Having discussed filter factors, we are now ready to look at the other part of the single table
access path evaluation – the calculation of the cost of accessing the needed rows via an index.

Access path: index (iff)


Index: OP_CURPLAN_TRANSIMPREQS_PK
TABLE: OP_CURPLAN_TRANSIMPREQS
RSC_CPU: 0 RSC_IO: 14
IX_SEL: 0.0000e+00 TB_SEL: 1.0000e+00
Access path: iff Resc: 14 Resp: 14

The formula used to calculate the cost of index fast full scan is same as that of FTS:
(Level+Leaf Blocks)/ DB_FILE_MULTIBLOCK_READ_COUNT

INDEX NAME: OP_CURPLAN_TRANSIMPREQS_PK COL#: 3 2 1


TOTAL: LVLS: 1 #LB: 133 #DK: 24736 LB/K: 1 DB/K: 1 CLUF: 9069

So the cost of IFF is:


iff Resc = (1+133)/10.3 =>13.09 =>14

Access path: index (index-only)


Index: OP_CURPLAN_TRANSIMPREQS_PK
TABLE: OP_CURPLAN_TRANSIMPREQS
RSC_CPU: 0 RSC_IO: 2
IX_SEL: 4.0433e-05 TB_SEL: 4.0433e-05
BEST_CST: 2.00 PATH: 4 Degree: 1

For unique Primary key scan :

Cost = blevel+1

INDEX NAME: OP_CURPLAN_TRANSIMPREQS_PK COL#: 3 2 1


TOTAL : LVLS: 1 #LB: 133 #DK: 24736 LB/K: 1 DB/K: 1 CLUF: 9069

RSC_IO = blevel + 1
=2

In General the cost of different types of index scans:

The cost calculations for other index access methods are:

Unique scan blevel+1


Fast full scan leaf_blocks /Effective DB_FILE_MULTIBLOCK_READ_COUNT
Index-only blevel + FF*leaf_blocks
Index range scan blevel + FF*leaf_blocks + FF*clustering_factor
Conclusions that can be drawn from these cost formulae:

· Leaf_blocks contributes to all but the unique index access cost. Index compression, where
appropriate, reduces the number of leaf blocks, lowering the index access costs and can
therefore result in the CBO using an index where before it did not.
· Except for a unique index access, the height of the index (blevel) contributes negligibly to
the cost.
· The clustering factor affects only an index range scan, but then heavily, given the fact the
this is orders of magnitude bigger than LEAF_BLOCKS.

The most important thing that 10053 trace proves is:


· An index is not being used, is not even considered and entered into any plan cost
calculation if its leading column is not among the predicates.

DEFAULT TABLE, INDEX, AND COLUMN STATISTICS

Remember that the rule based optimizer parses statements where none of the tables have
statistics. What if only one, or a few but not all, tables, indexes, or columns have no statistics?
There are different claims for what Oracle does in that case. The most popular is that Oracle
uses the rule based optimizer for that table. But parsing is not a mix and match exercise – a
statement is either parsed entirely by CBO or entirely by RBO. If at least one table in the query
has statistics (and optimizer goal is not rule) then the cost base optimizer does parse the query.
Another claim is that Oracle will dynamically, at runtime, estimate statistics on the objects
without statistics. I have not seen any evidence of that.

Let us examine what the 10053 trace shows if the statistics on the any of the tables are deleted
or that particular table is not analyzed:

1. AVG_ROW_LEN for “NOT ANALYZED” tables defaults to 100


2. NBLKS and hence TABLE_SCAN_COST are identical to those of the analyzed table. How
is that possible?

The answer is actually quite simple and has interesting ramifications:


The NBLKS statistic for an unanalyzed table is taken from the table’s segment header and is
therefore more accurate than the NBLKS statistic of an analyzed table which may be stale.
The access plan of a query on analyzed tables does not change as long as the statistics and the
init.ora parameters do not change (i.e. as long as the tables are not re-analyzed), even if the
tables grow or change in other significant ways.

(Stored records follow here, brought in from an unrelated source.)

PR #310, opened 2025-02-26
ADR-1509 Ensure all required info is populated when spirits check your answers page loads

matthew-goh:
Redirect to journey recovery if no spirit type is selected or if "Other spirits" is selected but no details are provided

### DIFF
--- a/app/viewmodels/checkAnswers/spiritsQuestions/CheckYourAnswersSummaryListHelper.scala
+++ b/app/viewmodels/checkAnswers/spiritsQuestions/CheckYourAnswersSummaryListHelper.scala
@@ -21,7 +21,7 @@ import models.UserAnswers
 import pages.spiritsQuestions.SpiritTypePage
 import play.api.i18n.Messages
 import uk.gov.hmrc.govukfrontend.views.Aliases.Text
-import uk.gov.hmrc.govukfrontend.views.viewmodels.summarylist.{Card, CardTitle, SummaryList, SummaryListRow}
+import uk.gov.hmrc.govukfrontend.views.viewmodels.summarylist.{Card, CardTitle, SummaryList}
 import viewmodels.govuk.summarylist.SummaryListViewModel
 
 object CheckYourAnswersSummaryListHelper {
--- a/app/viewmodels/checkAnswers/spiritsQuestions/CheckYourAnswersSummaryListHelper.scala
+++ b/app/viewmodels/checkAnswers/spiritsQuestions/CheckYourAnswersSummaryListHelper.scala
@@ -16,7 +16,9 @@
 
 package viewmodels.checkAnswers.spiritsQuestions
 
+import models.SpiritType.Other
 import models.UserAnswers
+import pages.spiritsQuestions.SpiritTypePage
 import play.api.i18n.Messages
 import uk.gov.hmrc.govukfrontend.views.Aliases.Text
 import uk.gov.hmrc.govukfrontend.views.viewmodels.summarylist.{Card, CardTitle, SummaryList, SummaryListRow}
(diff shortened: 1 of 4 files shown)


simondrugan16:
PR is looking good. Did you check if any coverage needed to be added to CheckYourAnswersSummaryListHelperSpec.scala? I get that the controller spec is essentially testing this already (which it shouldn't, but that's the testing pattern that was chosen for the whole project) but it'd be worth double checking

matthew-goh:
There is currently no CheckYourAnswersSummaryListHelperSpec for spirits! I guess they thought it wasn't needed if it's being tested in the controller spec already. But we could create one if that would be better?

simondrugan16:
I think that'd be worth doing, yeah :)

app/viewmodels/checkAnswers/spiritsQuestions/CheckYourAnswersSummaryListHelper.scala
```diff
@@ -16,34 +16,37 @@
 
 package viewmodels.checkAnswers.spiritsQuestions
 
+import models.SpiritType.Other
 import models.UserAnswers
+import pages.spiritsQuestions.SpiritTypePage
 import play.api.i18n.Messages
 import uk.gov.hmrc.govukfrontend.views.Aliases.Text
 import uk.gov.hmrc.govukfrontend.views.viewmodels.summarylist.{Card, CardTitle, SummaryList, SummaryListRow}
```
ajchilts, line 24: Unused import? SummaryListRow

ajchilts (changes requested):

app/viewmodels/checkAnswers/spiritsQuestions/CheckYourAnswersSummaryListHelper.scala
ajchilts: If you could please run 'sbt runAllChecks' and fix the warning @matthew-goh ? Thanks

ajchilts (commented):
LGTM 👍

ajchilts (dismissed):

test/viewmodels/checkAnswers/spiritsQuestions/CheckYourAnswersSummaryListHelperSpec.scala
```diff
@@ -0,0 +1,111 @@
...
+        .set(
+          SpiritTypePage,
+          Set[SpiritType](SpiritType.Maltspirits, SpiritType.Grainspirits)
+        )
+        .success
+        .value
+
+      val expectedSummaryListKeys = List("Total of all spirits", "Scotch Whisky", "Irish Whiskey", "Type of spirits")
+
+      val summaryListOption = CheckYourAnswersSummaryListHelper.spiritsSummaryList(userAnswers)(getMessages(app))
```
simondrugan16, line 76: you can just do a .get here

test/viewmodels/checkAnswers/spiritsQuestions/CheckYourAnswersSummaryListHelperSpec.scala
```diff
@@ -0,0 +1,111 @@
...
+
+      "spirit type page (always required) is not populated" in {
+        val userAnswers = completedUserAnswers
+          .remove(List(OtherSpiritsProducedPage, SpiritTypePage))
+          .success
+          .value
+
+        val summaryListOption = CheckYourAnswersSummaryListHelper.spiritsSummaryList(userAnswers)(getMessages(app))
+
+        summaryListOption mustBe None
```
simondrugan16, line 96: I think this test gives a clear example of why this helper was poorly designed in the first place. We have missing data and this method just returns none... I blame scaffold :D

test/viewmodels/checkAnswers/spiritsQuestions/CheckYourAnswersSummaryListHelperSpec.scala
```diff
@@ -0,0 +1,111 @@
...
+      }
+
+      "Other spirits is selected but other spirits produced page is not populated" in {
+        val userAnswers = completedUserAnswers
```
simondrugan16, line 100: userAnswers -> userAnswersWithoutOtherSpiritsProducedPage ?

test/viewmodels/checkAnswers/spiritsQuestions/CheckYourAnswersSummaryListHelperSpec.scala
```diff
@@ -0,0 +1,111 @@
...
+    .value
+
+  "CheckYourAnswersSummaryListHelper" - {
+
+    "must return a summary list with the correct rows if pages are populated (Other spirits is selected)" in {
+      val expectedSummaryListKeys =
+        List("Total of all spirits", "Scotch Whisky", "Irish Whiskey", "Type of spirits", "Other spirits produced")
+
+      val summaryListOption =
+        CheckYourAnswersSummaryListHelper.spiritsSummaryList(completedUserAnswers)(getMessages(app))
```
simondrugan16, line 52: .get here too

test/viewmodels/checkAnswers/spiritsQuestions/CheckYourAnswersSummaryListHelperSpec.scala
matthew-goh: If we use .get and the method returns None, the test would fail with an exception. Is that ok?
Currently it allows us to examine the value inside the option and test that further, but fail without throwing an exception if it is None (and the val summaryListOption line is consistent across all tests).

simondrugan16: From what I can see in other places they just wrap the expected value in a Some rather than pattern match. Matching on the option here adds noise to the test where it is not really needed or particularly helpful. Not really a big deal though so up to you

simondrugan16 (approved):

This is no longer true if one of the tables is
“unanalyzed”. A change in its size (NBLKS) is immediately reflected not only in its TSC but also,
as will be demonstrated shortly, in the defaults for the table’s cardinality and column densities
and can therefore result in a change of access plan.
As a corollary, if you are using DBMS_STATS to transport the statistics from a production
database to a test database in order to do your SQL analysis and tuning there, watch out for
tables without statistics. Since CBO uses the actual number of blocks from the segment header,
in this case from the test database rather than production, you can easily get different access
plans.

3. The cardinality is a function of a mixture of actual (NBLKS) and default (AVG_ROW_LEN)


values:
CDN = NBLKS * (db_block_size – block overhead) / AVG_ROW_LEN
4. The statistics for unanalyzed indexes default to
LVLS #LB #DK LB/K DB/K CLUF
1 25 100 1 1 800

To find the default column statistics, remember that column statistics are not listed under “BASE
STATISTICAL INFORMATION” but under “SINGLE TABLE ACCESS PATH”:

The defaults for NDV and DENS do not look like nice round defaults like the ones for index
statistics. Note also that the density is not 1/NDV. Checking the default column statistics for
differently sized tables confirms the suspicion that the column statistics defaults, like the table
statistics defaults, are not static, but are derived from the NBLKS value. Examining and plotting
the default column density of tables of different sizes in a scatter diagram against the tables’
number of blocks shows not only a correlation but clear functional dependency:
density = 0.7821*nblks-0.9992 or practically density = 0.7821 / nblks

Note that again this is an empirically derived formula. For small values of NBLKS it does not
yield the exact same densities as observed in the 10053 trace. Note also that the equation of
the correlation function between density and NBLKS is different for different db_block_size
values. The actual formula is not really important, but the fact that there is a dependency of the
default column density on NBLKS and db_block_size is interesting.
Similar to filter factors for range predicates with bind variables, the optimizer uses defaults for
missing/unknown statistics of “not analyzed” tables, indexes, or columns. These defaults range
from plain static values (index statistics and avg_row_size) to actual values (NBLKS) and, as we
have seen, some values (CDN and column densities) derived from NBLKS using complicated
formulas. The analysis of these default values was done on Oracle 8.1.7. It should surprised
nobody if some of the default values or calculations have changed, and will continue to change,
from Oracle release to release.

GENERAL PLANS

This concludes the single table costing part of the 10053 CBO trace. The next section in the
10053 event trace starts with the heading “GENERAL PLANS”. For all but the simplest SQL
statements, this section makes up the largest part of the trace. This is where the CBO looks at
the costs of all different orders and ways of joining the individual tables and come up with the
best access plan.
The cost based optimizer has three join methods in its arsenal. These are the three join
methods and their costing formulas:

1. NL - NESTED LOOP JOIN


Join cost = cost of accessing outer table
+ (cardinality of outer table * cost of accessing inner table )

2. SM – SORT MERGE JOIN


Join cost = (cost of accessing outer table + outer sort cost)
+ (cost of accessing inner table + inner sort cost)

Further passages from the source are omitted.